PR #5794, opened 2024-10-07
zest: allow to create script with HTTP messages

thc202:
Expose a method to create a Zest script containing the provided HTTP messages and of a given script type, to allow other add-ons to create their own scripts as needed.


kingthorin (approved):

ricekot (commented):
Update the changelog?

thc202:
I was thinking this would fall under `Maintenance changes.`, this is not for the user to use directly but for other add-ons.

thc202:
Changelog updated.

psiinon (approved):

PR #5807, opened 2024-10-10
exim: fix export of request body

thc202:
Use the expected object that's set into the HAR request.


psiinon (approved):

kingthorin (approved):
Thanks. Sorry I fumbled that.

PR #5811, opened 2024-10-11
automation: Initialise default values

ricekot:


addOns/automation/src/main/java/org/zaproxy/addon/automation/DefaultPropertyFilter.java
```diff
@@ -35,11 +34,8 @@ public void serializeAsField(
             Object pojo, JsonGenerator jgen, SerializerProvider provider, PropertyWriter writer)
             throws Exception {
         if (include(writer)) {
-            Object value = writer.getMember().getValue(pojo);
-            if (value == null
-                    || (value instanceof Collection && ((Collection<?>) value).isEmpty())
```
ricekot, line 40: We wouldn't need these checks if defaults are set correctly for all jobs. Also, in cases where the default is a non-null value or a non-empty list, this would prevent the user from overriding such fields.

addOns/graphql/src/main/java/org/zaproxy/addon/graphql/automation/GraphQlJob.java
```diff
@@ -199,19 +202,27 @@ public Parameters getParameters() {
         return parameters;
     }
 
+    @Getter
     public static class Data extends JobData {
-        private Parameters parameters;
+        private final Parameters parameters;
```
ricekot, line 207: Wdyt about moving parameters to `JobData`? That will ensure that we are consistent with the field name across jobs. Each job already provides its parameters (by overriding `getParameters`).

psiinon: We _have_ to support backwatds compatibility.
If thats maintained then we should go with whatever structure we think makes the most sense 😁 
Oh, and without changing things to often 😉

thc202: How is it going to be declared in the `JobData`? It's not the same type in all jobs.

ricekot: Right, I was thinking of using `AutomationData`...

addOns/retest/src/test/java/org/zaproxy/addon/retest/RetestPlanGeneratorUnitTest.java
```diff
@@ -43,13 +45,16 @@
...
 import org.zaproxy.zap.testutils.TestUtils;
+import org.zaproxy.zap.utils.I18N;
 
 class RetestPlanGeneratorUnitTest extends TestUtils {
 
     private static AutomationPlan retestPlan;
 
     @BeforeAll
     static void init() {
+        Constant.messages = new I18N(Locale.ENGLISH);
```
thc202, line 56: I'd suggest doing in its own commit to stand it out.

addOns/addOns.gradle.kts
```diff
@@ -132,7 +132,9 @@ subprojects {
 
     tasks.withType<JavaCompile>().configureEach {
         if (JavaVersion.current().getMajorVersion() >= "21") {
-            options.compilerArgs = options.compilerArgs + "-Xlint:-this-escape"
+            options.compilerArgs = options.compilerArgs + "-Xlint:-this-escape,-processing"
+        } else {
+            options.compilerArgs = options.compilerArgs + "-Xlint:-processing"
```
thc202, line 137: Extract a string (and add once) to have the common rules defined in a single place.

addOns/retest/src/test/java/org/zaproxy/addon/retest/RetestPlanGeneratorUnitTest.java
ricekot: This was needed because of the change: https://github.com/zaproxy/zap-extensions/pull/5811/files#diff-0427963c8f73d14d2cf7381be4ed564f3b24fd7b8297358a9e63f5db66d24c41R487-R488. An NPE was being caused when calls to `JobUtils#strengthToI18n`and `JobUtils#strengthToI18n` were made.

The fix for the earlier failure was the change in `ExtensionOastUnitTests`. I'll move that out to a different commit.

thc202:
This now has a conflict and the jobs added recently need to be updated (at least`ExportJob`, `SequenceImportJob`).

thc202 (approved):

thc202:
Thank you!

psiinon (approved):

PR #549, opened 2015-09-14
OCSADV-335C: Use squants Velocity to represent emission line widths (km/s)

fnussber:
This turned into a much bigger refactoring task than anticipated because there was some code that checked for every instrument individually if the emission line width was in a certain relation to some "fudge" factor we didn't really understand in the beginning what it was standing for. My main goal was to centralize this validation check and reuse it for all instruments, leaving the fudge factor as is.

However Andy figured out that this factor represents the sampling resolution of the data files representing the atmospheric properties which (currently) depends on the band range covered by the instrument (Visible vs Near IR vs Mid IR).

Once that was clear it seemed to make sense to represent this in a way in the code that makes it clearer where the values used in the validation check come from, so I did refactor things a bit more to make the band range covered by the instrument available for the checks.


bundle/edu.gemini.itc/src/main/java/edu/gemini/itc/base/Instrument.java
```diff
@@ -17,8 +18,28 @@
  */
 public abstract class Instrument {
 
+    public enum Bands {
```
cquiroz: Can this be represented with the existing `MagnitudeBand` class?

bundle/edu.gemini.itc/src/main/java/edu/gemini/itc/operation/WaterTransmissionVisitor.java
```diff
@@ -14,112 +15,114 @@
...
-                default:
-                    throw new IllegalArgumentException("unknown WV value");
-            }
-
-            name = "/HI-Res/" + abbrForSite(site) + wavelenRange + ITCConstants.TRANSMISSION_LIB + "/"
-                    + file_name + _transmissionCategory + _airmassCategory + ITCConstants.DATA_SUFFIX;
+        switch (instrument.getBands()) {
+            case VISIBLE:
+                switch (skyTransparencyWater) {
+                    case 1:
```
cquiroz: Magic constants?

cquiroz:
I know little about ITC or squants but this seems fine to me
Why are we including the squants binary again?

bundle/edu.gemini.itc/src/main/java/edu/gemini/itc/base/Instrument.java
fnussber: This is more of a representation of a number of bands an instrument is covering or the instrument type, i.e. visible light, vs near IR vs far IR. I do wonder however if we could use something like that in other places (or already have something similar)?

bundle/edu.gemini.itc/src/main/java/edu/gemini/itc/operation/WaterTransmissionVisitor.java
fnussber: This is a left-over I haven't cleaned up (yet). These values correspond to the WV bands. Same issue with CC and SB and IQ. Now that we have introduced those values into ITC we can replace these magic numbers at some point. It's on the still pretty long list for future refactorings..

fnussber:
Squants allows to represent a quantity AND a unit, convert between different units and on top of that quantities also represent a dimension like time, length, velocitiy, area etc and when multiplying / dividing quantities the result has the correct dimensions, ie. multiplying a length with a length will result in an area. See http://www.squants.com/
##########
* **Problem statement**: Every line in the records that holds the word "private" should be copied into the answer.

* **Answer box**:
-        private Parameters parameters;
+        private final Parameters parameters;
     private static AutomationPlan retestPlan;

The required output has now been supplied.